Jornal do Sudoeste: É uma nova vida, não?
S.M.F.: Sim, eu saí disso muito diferente de quando entrei. E quero ajudar as pessoas, como eu ainda não sei, mas penso em fazer um trabalho, quer seja sobre o câncer – que ainda sofre muito preconceito e a maioria das pessoas não querem falar sobre isso, quer seja para quem precise. Eu preciso retribuir o que eu ganhei na vida. É meu objeto daqui para frente.

Jornal do Sudoeste: O que significa a família para o senhor?
S.M.F.: Todas essas dificuldades nos tornam mais unidos, e mais fechados entre a gente. Mas hoje minha percepção de família é um pouco diferente do que era; não desmerecendo o conceito de família, mas também dou muito valor aos amigos, que não têm me faltado a vida inteira, sempre presentes em momentos difíceis e que tem me ajudado.
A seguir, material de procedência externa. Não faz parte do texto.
PR #5761, opened 2016-05-27
Fix registrations files provider relationship [#OSF-6413]

erinspace:
## Purpose
In the API, registration files were being redirected to ```/node/```  instead of ```/registrations/``` and were so causing an error. This adds a registration file provider serializer to send the correct information

## Changes
- Add RegistrationProviderSerializer
- Use that serializer

## Side effects
- nope

## Ticket
https://openscience.atlassian.net/browse/OSF-6413

### DIFF
--- a/api/registrations/serializers.py
+++ b/api/registrations/serializers.py
@@ -4,7 +4,7 @@ from rest_framework import exceptions
 
 from api.base.utils import absolute_reverse
 from api.files.serializers import FileSerializer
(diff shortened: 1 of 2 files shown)


brianjgeiger:
Looks great! 🎉 🐧 🎉

brianjgeiger:
Could you add a copy of the old json vs. the new in the Changes section?

erinspace:
Closing in favor of the hotfix #5763

PR #5766, opened 2016-05-27
Hotfix/email help desk stuck registrations [#OSF-5848]

erinspace:
## Purpose
There is an existing script that is not being run currently to find stuck registrations, delete them, and send an email to both Desk.com and the user telling them there is a problem. 

This PR changes this script to only email the help desk so we can deal with stuck registrations on a case by case basis, and NOT email the user.

## Changes
- Add ```email_users``` flag to ```handle_archive_fail``` function
- Set that flag to ```False``` to only email the Help desk with stuck registrations

## Side effects
- None anticipated

## Ticket
https://openscience.atlassian.net/browse/OSF-5848

### DIFF
--- a/scripts/cleanup_failed_registrations.py
+++ b/scripts/cleanup_failed_registrations.py
@@ -6,8 +6,6 @@ import logging
 from modularodm import Q
 
 from website.archiver import (
-    ARCHIVER_UNCAUGHT_ERROR,
-    ARCHIVER_FAILURE,
     ARCHIVER_INITIATED
 )
 
@@ -17,7 +15,6 @@ from website import (
 )
 
 from website.settings import ARCHIVE_TIMEOUT_TIMEDELTA
-from website.archiver.utils import handle_archive_fail
 from website.archiver.model import ArchiveJob
 
 from website.app import init_app
@@ -54,10 +51,10 @@ def notify_desk_about_failed_registrations(dry_run=True):
             # Send an email to the OSF Help Desk
             mails.send_mail(
                 to_addr=settings.SUPPORT_EMAIL,
-                mail=mails.ARCHIVE_UNCAUGHT_ERROR_DESK,
+                mail=mails.ARCHIVE_REGISTRATION_STUCK_DESK,
                 user=f.creator,
                 src=f.registered_from,
-                results=f.archive_job.target_info(),
+                archive_job=f.archve_job,
             )
 
             count += 1
--- a/scripts/cleanup_failed_registrations.py
+++ b/scripts/cleanup_failed_registrations.py
@@ -10,6 +10,12 @@ from website.archiver import (
     ARCHIVER_FAILURE,
     ARCHIVER_INITIATED
 )
+
+from website import (
+    mails,
+    settings
+)
+
 from website.settings import ARCHIVE_TIMEOUT_TIMEDELTA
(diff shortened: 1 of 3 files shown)


scripts/cleanup_failed_registrations.py
```diff
@@ -50,7 +50,8 @@ def remove_failed_registrations(dry_run=True):
                 f.registered_from,
                 f,
                 f.creator,
-                f.archive_job.target_info()
+                f.archive_job.target_info(),
+                email_users=False
```
sloria: As per the ticket, we only want to be notified on Desk about stuck registrations; there should be no db writes. So rather than adding a new parameter to `handle_archive_fail` (which appears to do db writes), why not just remove the call to `handle_archive_fail` and send the desk emails?

sloria:
Pass finished.

scripts/cleanup_failed_registrations.py
```diff
@@ -40,26 +48,27 @@ def remove_failed_registrations(dry_run=True):
...
-                ARCHIVER_UNCAUGHT_ERROR,
-                f.registered_from,
-                f,
-                f.creator,
-                f.archive_job.target_info()
+
+            # Send an email to the OSF Help Desk
+            mails.send_mail(
+                to_addr=settings.SUPPORT_EMAIL,
+                mail=mails.ARCHIVE_UNCAUGHT_ERROR_DESK,
```
sloria: We should send a different type of email for these "stuck" registrations. Otherwise, it'll be hard to distinguish these from the ones sent here: https://github.com/CenterForOpenScience/osf.io/blob/4a417cc1490052fd019918b5f6e5a809e36104e1/website/archiver/utils.py#L72-L75 . 

How about a new email that says:

```
User: <FULL NAME> (<USERNAME>) [<USER_ID>]

Registration <TITLE> [<NODE_ID>] is stuck in archiving.

Archive Job: [<ARCHIVE_JOB_ID>]

<JSON REPRESENTATION OF ARCHIVE_JOB (can use archive_job.to_storage()) >

Automatically sent from scripts/cleanup_failed_registrations.py
```

scripts/cleanup_failed_registrations.py
```diff
@@ -10,6 +10,12 @@
     ARCHIVER_FAILURE,
```
sloria: Minor: remove any unused imports.

sloria:
Pass finished.

scripts/cleanup_failed_registrations.py
```diff
@@ -40,26 +45,27 @@ def remove_failed_registrations(dry_run=True):
...
-                f.creator,
-                f.archive_job.target_info()
+
+            # Send an email to the OSF Help Desk
+            mails.send_mail(
+                to_addr=settings.SUPPORT_EMAIL,
+                mail=mails.ARCHIVE_REGISTRATION_STUCK_DESK,
+                user=f.creator,
+                src=f.registered_from,
+                archive_job=f.archve_job,
```
sloria: Typo here: `f.archive_job`.

sloria:
@erinspace Did you verify that this works locally?

sloria:
Tested locally; seems to work as expected.

sloria:
Merged into develop. 👍

PR #5770, opened 2016-05-31
Hotfix/ Fix API referent error on get_paginated_response [#OSF-6427

erinspace:
## Purpose
When filtering by  node id, and using related counts, a non found node would throw a 500 error. This PR changes the filter function to check if a node being filtered on exists before trying to paginate.

## Changes
- Add check for root_target to filter for pagination
- Add test to make sure that no results are found when filtering on a fake node id with related counts

## Side effects
- none anticipated

## Ticket
https://openscience.atlassian.net/browse/OSF-6427


sloria:

PR #5772, opened 2016-05-31
[RFR][Feature][OSF-6300]File view pane, edit panel shows earlier version

TomBaxter:
## Purpose:
[OSF-6300](https://openscience.atlassian.net/browse/OSF-6300)
Fix to get latest version in file editor panel
Add code to refresh active sharejs sessions. For future use in v2 API wiki updating

## Changes:
Update website/addons/base/views.py add version to key for file_guid_to_share_uuids
Update website/addons/wiki/model.py add def update_active_sharejs for use in future API updates
Update website/addons/wiki/shareServer.js add reload call
Update website/addons/wiki/static/ShareJSDoc.js add reload case

# Warning!
1. This code updates sharejs code and will require sharejs to be bounced.
2. If sharejs restart is deferred, any new shared editing sessions initiated from the file view after the code is updated will not share(js) with sessions initiated before the code is updated. This does not effect the wiki sharejs sessions

[#OSF-6300]

### DIFF
--- a/website/addons/base/views.py
+++ b/website/addons/base/views.py
@@ -662,12 +662,12 @@ def addon_view_file(auth, node, file_node, version):
 
     ret = serialize_node(node, auth, primary=True)
 
-    if file_node._id not in node.file_guid_to_share_uuids:
-        node.file_guid_to_share_uuids[file_node._id] = uuid.uuid4()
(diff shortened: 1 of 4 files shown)


brianjgeiger:
Looks good. 🎉 🐧 🎉

PR #5773, opened 2016-05-31
[RFR] Give warning message to users with childless nodes

billyhunt:
Related to https://github.com/CenterForOpenScience/osf.io/pull/5726

## Purpose

Users working on a project without components were not getting a warning if they were removing a non-affiliated institution.  Also

1.  A bug where an institution could sometimes show up in the add list even if it shouldn't. 
2.  A div was not properly closed, leading to a red text disaster!

## Ticket

### DIFF
--- a/website/static/js/institutionProjectSettings.js
+++ b/website/static/js/institutionProjectSettings.js
@@ -48,6 +48,7 @@ var ViewModel = function(data) {
         var message;
         var modifyOneMessage;
         var modifyAllMessage;
+        var htmlMessage;
         if (self.isAddInstitution()) {
             message = 'Add <b>' + item.name + '</b> to <b>' + data.node.title + '</b> or to <b>' +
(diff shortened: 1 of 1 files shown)


website/static/js/institutionProjectSettings.js
```diff
@@ -165,7 +174,9 @@ var ViewModel = function(data) {
             else {
                 index = self.affiliatedInstitutionsIds().indexOf(item.id);
                 var removed = self.affiliatedInstitutions.splice(index, 1)[0];
-                self.availableInstitutions.push(removed);
+                if (self.userInstitutionsIds.indexOf(removed.id) > -1) {
```
sloria: Won't this always be false? IIRC, `indexOf` returns `-1` if the item isn't in the list.

sloria: Oh, nvm, this is right.

PR #6578, opened 2016-11-18
Fix OSF Storage name bug

cwisecarver:
## Purpose

https://trello.com/c/rRi3ZPz5/34-osf-storage-is-written-as-osfstorage-in-files-widget


cwisecarver:
I deem it safe.

PR #6532, opened 2016-11-07
Feature/branding populate providers

binoculars:
## Purpose

Needed for branded preprints (see Jira ticket)

## Changes

- changes from @hmoco under CenterForOpenScience/osf.io#6428
- Updates to `scripts/populate_preprint_providers.py`

## Side effects

N/A

## Ticket

https://openscience.atlassian.net/browse/PREP-216

PR #6581, opened 2016-11-21
Feature/branded preprint nodelogs [PREP-232]

binoculars:
Needs:
- [ ] #6532 (Updates provider names and external urls)

## Purpose

In the node log for PREPRINT_INITIATED and PREPRINT_FILE_UPDATED, Add link to branded service and to the preprint itself.

## Changes

- Update to the node log serializer, model
- Updates the log actions json and log text parser
- Migration script

## Side effects

- Run the migration script, there should be no skipped files
- Be sure to run this before the branded migration MattF alludes to

## Ticket

https://openscience.atlassian.net/browse/PREP-232

## Notes for QA
screen shot 2016-11-21 at 15 55 18
It should look like this in the node logs after creating a preprint and updating the primary file
Note that the provider names and external url are pulled from the database and will be updated in #6532


scripts/migrate_logs_branded_preprints.py
```diff
@@ -0,0 +1,57 @@
...
+    logger.info('Preparing to migrate {} NodeLogs'.format(len(node_logs)))
+
+    count = 0
+
+    for log in node_logs:
+        preprint = None
+        node_id = log.params.get('node')
+
+        try:
+            preprint = PreprintService.find_one(Q('node', 'eq', node_id))
```
mfraezz: As long as this goes out before the branded migration, this shouldn't raise an exception. Otherwise it will definitely raise `MultipleResultsFound`. No action required, just as a note.

api/logs/serializers.py
```diff
@@ -11,6 +11,7 @@
 from website.project.model import Node
 from website.util import permissions as osf_permissions
 from framework.auth.core import User
+from website.preprints.model import PreprintProvider, PreprintService
```
mfraezz: It looks like the `PreprintProvider` import is unused, which will break flake

brianjgeiger:
@binoculars Could you merge this with develop and fix conflicts?

binoculars:
@brianjgeiger should be good to go now

PR #6595, opened 2016-11-28
[Improvement] Update campaign tests [OSF-7236]

cslzchen:
## Purpose

- Add unit tests for campaign initialization/refresh and campaign helper methods.
- Fixe the bug that `LAST_TIME_REFRESHED` is updated every time `get_campaigns()` is called.
  - The expected behavior should be when `CAMPAIGNS` are re-calculated.
  - It does not lead to any functional failure.

## Changes

See **Purpose** above.

## Side effects

No.

## Deployment Notes

No.

## QA Notes

No QA tests required.

## Ticket

https://openscience.atlassian.net/browse/OSF-7236


framework/auth/campaigns.py
```diff
@@ -74,7 +74,8 @@ def get_campaigns():
         except (NoResultsFound or QueryException or ImproperConfigurationError) as e:
             logger.warn('An error has occurred during campaign initialization: {}', e)
 
-    CAMPAIGNS_LAST_REFRESHED = datetime.utcnow()
+        CAMPAIGNS_LAST_REFRESHED = datetime.utcnow()
```
cslzchen: `CAMPAIGNS_LAST_REFRESHED` should be only updated when `CAMPAIGNS` are recalculated.

tests/test_campaigns.py
```diff
@@ -1,20 +1,172 @@
...
+        for campaign in self.campaign_lists:
+            proxy = campaigns.is_proxy_login(campaign)
+            if campaign.endswith('-preprints'):
+                assert_true(proxy)
+            else:
+                assert_false(proxy)
+        proxy = campaigns.is_proxy_login(self.invalid_campaign)
+        assert_true(proxy is None)
+
+    def test_system_tag_for_campaign(self):
```
cslzchen: For the next four tests, only test if the return value is `None` or `not None`. The `value` itself is not tested in order to avoid redundancy. Or we may want to initialize a test dictionary contains all detailed data and check the equality?

PR #6609, opened 2016-12-01
[#OSF-6790]Verify that Forked Nodes on Prod Don't have Wikis pointing to Source Nodes

chennan47:
## Purpose
Verify that Forked Nodes on Prod Don't have Wikis pointing to Source Nodes

## Changes
Nothing to be tested for QA. This is a script to be run to checkout if there is any forked node's wiki points to the wrong node.

## Ticket
https://openscience.atlassian.net/browse/OSF-6790


scripts/check_fork_node_wiki.py
```diff
@@ -0,0 +1,47 @@
...
+from website.app import init_app
+from website.project.model import Node
+from website.addons.wiki.model import NodeWikiPage
+from scripts import utils as script_utils
+
+logger = logging.getLogger(__name__)
+
+
+def get_fork_projects():
+    return Node.find(
```
mfraezz: This would run _a lot_ faster if you used `framework.mongo.database` instead of modm

```python
return database.node.find({'is_fork': True, 'is_deleted': False}, {'wiki_page_versions: 1})
```

scripts/check_fork_node_wiki.py
```diff
@@ -0,0 +1,47 @@
...
+        Q('is_fork', 'exists', True) &
+        Q('is_deleted', 'eq', False)
+    )
+
+
+def main():
+    counts = 0
+    for node in get_fork_projects():
+        if node.wiki_pages_versions:
```
mfraezz: It would be nice to have some indication of script progress here. Running it locally, my computer appeared to freeze up for about 10 minutes before any output was displayed.

scripts/check_fork_node_wiki.py
```diff
@@ -0,0 +1,47 @@
...
+            for key in node.wiki_pages_versions:
+                for wiki_id in node.wiki_pages_versions[key]:
+                    wiki = NodeWikiPage.load(wiki_id)
```
mfraezz: Extension of above:
```python
wiki = database.nodewikipage.find_one({'_id': wiki_id}, {'node': 1})
```

`wiki['node']` would be the current `wiki.node._id`. Everything else would be the same, just with dict-style accesses.

PR #6610, opened 2016-12-01
[#OSF-5809]Failed registrations with 100+ nodes

chennan47:
## Purpose
Fix the problem that projects with 100 + nodes registration will fail.

## QA notes:
Before change:
Steps to Reproduce:
1.On staging, go to https://staging.osf.io/yxzrn/
2.Create a fork of this project
3.Or make your own with 100+ nodes
4.Go to the registrations tab of the 100+ node project
5.Make a new registration
6.See that it fails
After change:
6. the registration should success

## Ticket
https://openscience.atlassian.net/browse/OSF-5809


tests/test_registrations/test_views.py
```diff
@@ -40,6 +40,16 @@ def test_node_register_page_registration(self, mock_archive):
         res = self.app.get(url, auth=self.user.auth)
         assert_equal(res.status_code, http.OK)
 
+    @mock.patch('website.archiver.tasks.archive')
+    def test_node_register_over_100_nodes(self, mock_archive):
```
mfraezz: This test takes ~30 seconds to run, and doesn't fail on `develop` without the changes to `register_node`, meaning that it's not useful as a regression test. Please ensure this test can fail.

```
~/D/osf.io ❯ g diff                                    remotes/cos/develop 
diff --git a/tests/test_registrations/test_views.py b/tests/test_registrations/test_views.py
index b932585..1513710 100644
--- a/tests/test_registrations/test_views.py
+++ b/tests/test_registrations/test_views.py
@@ -28,6 +28,16 @@ from tests.base import get_default_metaschema

 class TestRegistrationViews(RegistrationsTestBase):

+    def test_node_register_over_100_nodes(self, mock_archive):
+        for i in xrange(110):
+            node = NodeFactory(parent=self.node)
+            node.save()
+        reg = self.node.register_node(get_default_metaschema(), self.auth, '', None)
+        url = reg.web_url_for('node_register_page')
+        assert_equal(res.status_code, http.OK)
+
     def test_node_register_page_not_registration_redirects(self):
         url = self.node.web_url_for('node_register_page')
         res = self.app.get(url, auth=self.user.auth)
```
```
~/D/osf.io ❯ nosetests tests/test_registrations/test_views.py:TestRegistrationViews.test_node_register_over_100_nodes         remotes/cos/develop
[logging omitted...]
.
Ran 1 test in 30.840s

OK
```

website/project/model.py
```diff
@@ -2444,21 +2444,26 @@ def register_node(self, schema, auth, data, parent=None):
...
+            for node_contained in batch:
+                if not node_contained.is_deleted:
+                    child_registration = node_contained.register_node(
+                        schema=schema,
+                        auth=auth,
+                        data=data,
+                        parent=registered,
+                        recur=True,
+                    )
+                    if child_registration and not child_registration.primary:
```
brianjgeiger: If this is the check to see if this is a node pointer, that's different now in DjangOSF. There is, I think, a better way to get the node hierarchy in the node model at this point. To verify, make a pointer from a child to a parent, from a parent to a different child, and a child to itself, then see if this works or if it just goes forever / hits the maximum recursion depth.

This might not be the right time to try to eliminate this recursive function, but at least verify that it doesn't break with node pointers as described above.

PR #6615, opened 2016-12-01
Fix Broken APIv1 License Updates [OSF-7250]

caseyrollins:
#### Purpose
- Handle both `copyrightHolders` and `copyright_holders` casing for node license update.

#### Ticket
- [OSF-7250](https://openscience.atlassian.net/browse/OSF-7250)

### DIFF
--- a/website/project/model.py
+++ b/website/project/model.py
@@ -1604,7 +1604,7 @@ class Node(GuidStoredObject, AddonModelMixin, IdentifierMixin, Commentable, Spam
                     {
                         'id': value.get('id'),
                         'year': value.get('year'),
-                        'copyrightHolders': value.get('copyrightHolders')
+                        'copyrightHolders': value.get('copyrightHolders') or value.get('copyright_holders', [])
                     },
                     auth,
                     save=save


website/project/model.py
```diff
@@ -1604,7 +1604,7 @@ def update(self, fields, auth=None, save=True):
                     {
                         'id': value.get('id'),
                         'year': value.get('year'),
-                        'copyrightHolders': value.get('copyrightHolders')
+                        'copyrightHolders': value.get('copyrightHolders') or value.get('copyright_holders', [])
```
brianjgeiger: What's this thing's story?

caseyrollins: The APIv1 (current OSF front-end) update returns `copyright_holders` from [`licensePicker.js`](https://github.com/CenterForOpenScience/osf.io/blob/develop/website/static/js/licensePicker.js#L219) whereas APIv2 will directly return `copyrightHolders` [here](https://github.com/CenterForOpenScience/osf.io/blob/8cb2fb682504c488232d7117645811ba3ce9fe97/api/nodes/serializers.py#L103).

APIv2 returns `copyrightHolders` because in [`set_license()`](https://github.com/CenterForOpenScience/osf.io/blob/8cb2fb682504c488232d7117645811ba3ce9fe97/website/project/licenses/__init__.py#L164) the license details are checked against the required properties of the license (which is literally `NodeLicense.properties.copyrightHolders`). So, the key passed to `set_license()` needs to end up being `copyrightHolders`.

Alternatively, I could change the line in licensePicker.js to return `copyrightHolders` in its payload.

brianjgeiger: Makes sense, thanks. This is good.

caseyrollins: It's essentially just a bit of a mess between JS, python, and a model property that's in camel case...

PR #6619, opened 2016-12-01
Migration updates: Logs, Targets, Settings

mfraezz:
## Changes
* Disable logging
* Exclude deleted nodes and nodes tagged with multiple providers
* Unset SHARE_URL to prevent `on_preprint_updated`


mfraezz:
Ran and validated the result of this against local data overnight. Nothing unexpected.

PR #6623, opened 2016-12-02
[WIP] Feature/API citation improvement

pattisdr:

### DIFF
--- a/api/citations/utils.py
+++ b/api/citations/utils.py
@@ -27,4 +27,15 @@ def render_citation(node, style='apa'):
 
     bibliography.cite(citation, warn)
     bib = bibliography.bibliography()
-    return unicode(bib[0] if len(bib) else '')
+
+    if len(bib):
+        if style == 'apa':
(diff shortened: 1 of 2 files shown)


api/citations/utils.py
```diff
@@ -27,4 +27,15 @@ def warn(citation_item):
 
     bibliography.cite(citation, warn)
     bib = bibliography.bibliography()
-    return unicode(bib[0] if len(bib) else '')
+
+    if len(bib):
+        if style == 'apa':
```
brianjgeiger: Could you put in tests for these cases? I'd like to make sure that if someone fixes CiteProc that what you have here won't go weird.

pattisdr: Good idea.

brianjgeiger:
@pattisdr It's not a big deal, but there's one extra commit that doesn't need to be there, and that occasionally causes trouble. Could you rebase this on master, please?

PR #6631, opened 2016-12-06
[#OSF-7232]Adding affiliations from components does not affiliate nested components (grandchildren)

chennan47:
## Purpose
Fix the problem that adding affiliations from components does not affiliate nested components (grandchildren)

## QA notes:
What to test:
1. Create a project (1) and add a component (2)
2. Within the component, create a nested component (3)
3. Within 3, create another nested component (4), and then another within 4 (5), and another within 5 (6)
4. Go to Component 2 and go to Settings
5. Click to Add Affiliation and in the modal that appears, select to add the affiliation to 2 and every component within it
6. After affiliation has been added, check the components and nested components
Before change:
Only a few of components child nodes has the correct affiliation information. Usually it will be component 2, 3, 5 has but 4,6 doesn't
After change:
All child nodes of component 2 should have the correct affiliation information no matter it is add or remove affiliation.

## Ticket

https://openscience.atlassian.net/browse/OSF-7232


website/static/js/osfHelpers.js
```diff
@@ -179,7 +179,7 @@ var getAllNodeChildrenFromNodeList = function(parent, nodeList) {
         var node = remaining.pop();
         for (var c in tree[node]){
             var child = tree[node][c];
-            remaining.push(tree[child]);
+            remaining.push([child]);
```
brianjgeiger: Since this is an isolated method and not part of a view model, this should be fairly easy to test. Could you add a basic test suite for this including this case? Single item, parent with child, parent with child and grandchild. If there's a couple of other variations that might be troublesome, go ahead and do those as well, but especially the current case. There's some good samples in fangorn.test.js.

brianjgeiger:
@chennan47 Can you rebase onto master, please? They'd like this as a hotfix.

chennan47:
closed in favor of https://github.com/CenterForOpenScience/osf.io/pull/6982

Tive a solidariedade de muitos amigos nesse período, e ainda tenho, e procuro preservar essas amizades.

Jornal do Sudoeste: Qual o balanço que você faz dessa trajetória?
S.M.F.: Até agora, tudo valeu a pena. Sou um sujeito muito esperançoso. Meu sonho é morrer jovem o mais tarde possível. Consegui, ao longo da vida, me atualizar, não me desassociar do que é moderno, do que é evolução, isso é se manter jovem. É o balanço que eu faço. Tenho uma família muito boa, e que sempre esteve comigo. Gosto de ter meus filhos, exagerando um pouco, debaixo da minha asa. Agradeço a tudo o que passei; eu saí do zero, meu pai com toda a dificuldade criou a mim e a meus irmãos; consegui fazer uma boa escola; consegui vencer com a ajuda dos meus pais e da minha família; tive adversidades na vida, mas estou superando. A doença foi para mim, acima de tudo, uma lição de vida; num primeiro momento eu achei que fosse morrer, hoje agradeço pela doença abrir os  meus olhos para muitas coisas. Agora, meu sonho é pagar essa oportunidade que eu tive na vida, ajudando ao próximo.